Geçen gün Twitter’da gezerken bir paylaşım dikkatimi çekti. Paylaşımda ‘‘Editör olarak geçen bir yılımda anladım ki, üniversitelere bir yıl Türkçe hazırlık sınıfı konulması gerekiyor’’ yazıyordu. Paylaşan kişinin bu konudaki sitemini gerçekten de haklı buldum. Her gün çeşitli kaynaklardan onlarca haber geliyor gazeteye. Birçoğunun hali gerçekten içler acısı. Daha da önemlisi bu işi yapan kişilerin de Türkçesinin yetersiz olması. Görünürde ufak hatalar olsa da özellikle bu mesleği yapacak kişilerin yapmaması gereken hatalar. Bu biraz da mesleğe saygısızlık oluyor. Örneğin mahalle ve sokak isimleri büyük harfle başlar. ‘Atatürk mahallesi’ değil Atatürk Mahallesi olarak yazılması gerekir. Birçok internet sitesinde yer alan haberlere bakın, bu hatayı sıklıkla görürsünüz. ‘–de’ ‘–da’ ekinin kullanımında da büyük sıkıntılar var. Haberlerde sıklıkla anlatım bozukluğuna ve hatalı yazılan kelimelere rastlamak da mümkün. Diyelim muhabir hızlıca yazdı ve haberini de okumadı. Bu haberler bir de onaydan geçiyor ve sözde redaktör tarafından kontrol ediliyor. Gerçekten mesleğe biraz daha saygı göstermemiz gerektiğini düşünüyorum. Kimseden mükemmel olmasını beklemiyoruz ama en azından gözden kaçmayacak hataları yapmamız gerekiyor.

KOMİK HATALAR

Genel olarak da Türkçe konusunda yetersiziz. Gelen birçok mailde çok komik hatalar görüyorum. Arkadaşlarımla konuşurken de aynı hataları görüyorum. En komikleri de bazen ‘–de’ ‘–da’ ekinin ayrılmasında yaşanıyor. ‘O da’ yazarken ‘-da’ ekinin ayrılmaması örneğin. ‘Oda’ yazıyorlar. Yok salon. Yani şu kadar bariz bir hata nasıl yapılır cidden anlam veremiyorum. Bir iki kere düzeltmeye çalıştım hatalarını ama huylu huyundan vazgeçmiyor. Bu işi nasıl çözeceğiz bilemiyorum. Belki de gerçekten üniversitelere bir yıl hazırlık sınıfı konulması gerekiyor. Hatta işi erkenden bitirelim liselere koyalım bu sınıfı. İş ilanlarında İngilizce seviyesinin yanına da Türkçe seviyesi de eklemek lazım. Bazen eski videolara denk geliyorum. İnsanların Türkçesi çok değil 40-50 yıl önce ne kadar düzgünmüş. Diksiyonlarına çok dikkat ediyorlarmış. Genci yaşlısı herkesin konuşmasını hayranlıkla dinliyorsunuz. Ne oldu da bu hale geldik gerçekten anlamak zor. Böyle devam ederse de bu işin sonu iyi gözükmüyor. Türkçemize verilen önemi arttırmak zorundayız!

‘AŞI OLUN’ ÇAĞRILARI

Son günlerde ‘Aşı olun’ çağrıları giderek artıyor. Çağrılarda da çarpıcı ifadeler yer alıyor.
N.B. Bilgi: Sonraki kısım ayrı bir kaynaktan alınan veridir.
PR #44623, opened 2023-10-19
stackrox: master: use automation-flavor for OCP 4

gavin-stackrox:
This PR sets up the main branch to use ACS automation for OCP clusters. Note: Sticking with cluster_profile for 4.14 until that reaches ocp/stable-4.14 (could use ocp/candidate-4.14 but nightlies from cluster_profile seems more useful).

Similar to https://github.com/openshift/release/pull/44427

## Testing

- [x] Rehearse jobs pass
  - sensor-profiling fails as that job is still a WIP (and always_run=false)
  - known flake in qa tests
- [x] Clusters created in the correct project and destroyed

/hold
/uncc

### DIFF
--- a/ci-operator/jobs/stackrox/stackrox/stackrox-stackrox-master-postsubmits.yaml
+++ b/ci-operator/jobs/stackrox/stackrox/stackrox-stackrox-master-postsubmits.yaml
@@ -471,7 +471,7 @@ postsubmits:
     always_run: true
     branches:
     - ^master$
-    cluster: build05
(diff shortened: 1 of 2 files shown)


gavin-stackrox:
/cc @davdhacs 

This is looking good in test ATM. If the remaining jobs pass (or fail with known flakes) *and* the clusters are cleaned up appropriately then I'd like to get this merged before another conflict comes along. Quotas have been updated to support a Monday morning PR stampede.

PR #44627, opened 2023-10-20
OVN IPI: enable IPsec after manifest is generated

rbbratta:
We need to enable IPsec after the manifests are generated in order to use the install-config CIDRs that were selected for each platform by previous steps.

This is to enable IPv6 IPsec testing


rbbratta:
First step of a refactor.  Next with change `ci-operator/step-registry/ovn/conf/ipsec-manifest/ovn-conf-ipsec-manifest-commands.sh`

rbbratta:
Looks like this is not needed, the installer re-generates the manifests.

PR #44667, opened 2023-10-20
fix: remove ubi8 based tf and pytorch images built from main branch

harshad16:
fix: remove ubi8 based tf and pytorch images built from main branch

As we only build the ubi8 tf and pytorch images on 2023a branch, they would be maintained only there.


atheo89 (approved):
/lgtm

atheo89:
Thanks Harshad, one small change request, we need to exclude them also from the e2e test job

/remove lgtm

harshad16:
Thanks for the review

PR #44670, opened 2023-10-20
core-services: Add openshift/kubernetes allowed_teams

aravindhp:
Add openshift-staff-engineers to allowed_teams for applying restricted labels.


soltysh (approved):
/lgtm
/approve

PR #44675, opened 2023-10-20
stackrox: fix always_run for powervs/ibmcloudz jobs

gavin-stackrox:
Missed on the introducing PR, jobs default to `always_run: true`.
/cc @davdhacs @BradLugo @mdafsanhossain


BradLugo (approved):
/lgtm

Son olarak İl Sağlık Müdürü Uğur Bilge’den geldi bu çağrı. Bilge’nin açıklamasında dikkatimi çeken kısım ‘‘İlimizde vakaların büyük çoğunluğu, ev hanımı, öğrenci, emekli vb çalışmayan kesimdir. Çalışmayan kesim içinde ev hanımları en fazla Covid-19’a yakalananlardır. Son dönemde bulaşın ana kaynağı ev içi bulaş, yakın çevre ve sosyal etkinliklerdir. Bazı vakalarda görüyoruz ki, aynı aile içinde aşılı olanlar hastalığa yakalanmazken, aşısız olanlar enfekte olup hastalığı yaymakta hatta bu kişilerde yoğun bakım yatışı ve ölüm dahi görülmektedir’’ oldu. Aynı aile içinde aşılı olanların hastalığa yakalanmaması aşının aslında koruyucu etkisinin de en güzel örneği. Tüm insanların en samimi olduğu kişiler ailesidir. Aynı sofrada yemek yeriz, aynı odada otururuz. Kapalı alanda olmasına rağmen aynı evin içinde virüs bulaşmıyorsa demek ki aşının yüksek derecede koruyuculuk oranı var. O yüzden sevdikleriniz için en kısa zamanda aşı olun. Aşı olurken yanınızda aşı olmayan sevdiklerinizi de götürün. Bu virüsü hep birlikte yeneceğiz.